AFRL has already begun developing a deployable solution from the best of the competing teams. This team is taking advantage of the real value in this competition – the myriad solutions presented. Good devices are important in winning the event, but techniques and methods of attacking the problem also aid in developing a “best” solution to the problem. Careful attention is paid to recording not only the performance of the team’s device, but also the way various teams work to tackle the design challenge. After the event, AFRL design teams use all this information to create a deployable solution. One design may win the competition, but the final product produced by AFRL researchers often combines elements of various teams.

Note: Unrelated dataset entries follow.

PR #144, opened 2017-06-02
Separate task state updates from worker updates

buchanae:
This move the task state updates to the task runner, separating it from the worker state service, which allows task runners to exist on their own without a worker service running. This can be useful for development and testing, and also allows more options for integrating with AWS Batch, HPC clusters, and more.

This currently passes the end-to-end tests, but I need to rewrite some of the other worker tests.

The majority of the changes are in worker/worker.go and worker/runner.go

Retired CMSgt. Mickey Wright was an integral part of the AFRL team that supported the challenge. He served as a combat controller during his 30-year career with the U.S. Air Force and is now a contractor with Rally Point Management, which partnered with AFRL to plan and execute the annual design competition. Mr. Wright helped define the challenge, organize and run the competition itself, and provide post-competition analysis of solutions and their feasibility for the Air Force.
According to Wright, “While the universities look at this as a challenge, our airmen look at it as a life-saving device when they are in the worst of conditions, from peacetime rescues to fierce firefights. Our troops know this product will aid them in real-world situations across the globe, so we want to ensure we properly field test the devices, many of which have never left the university laboratory.”
An added dimension to this year’s AFRL Design Challenge was use of The Air Force Enlisted Village as host. The AFEV is a nonprofit organization that provides affordable housing for the surviving spouses of enlisted servicemen and women.
“This event was a tremendous success,” said AFEV Director Sharon Behnke. “The students and participants were extremely courteous, and our residents were pleased to see some of the nation’s best and brightest engineering students showcasing their talents.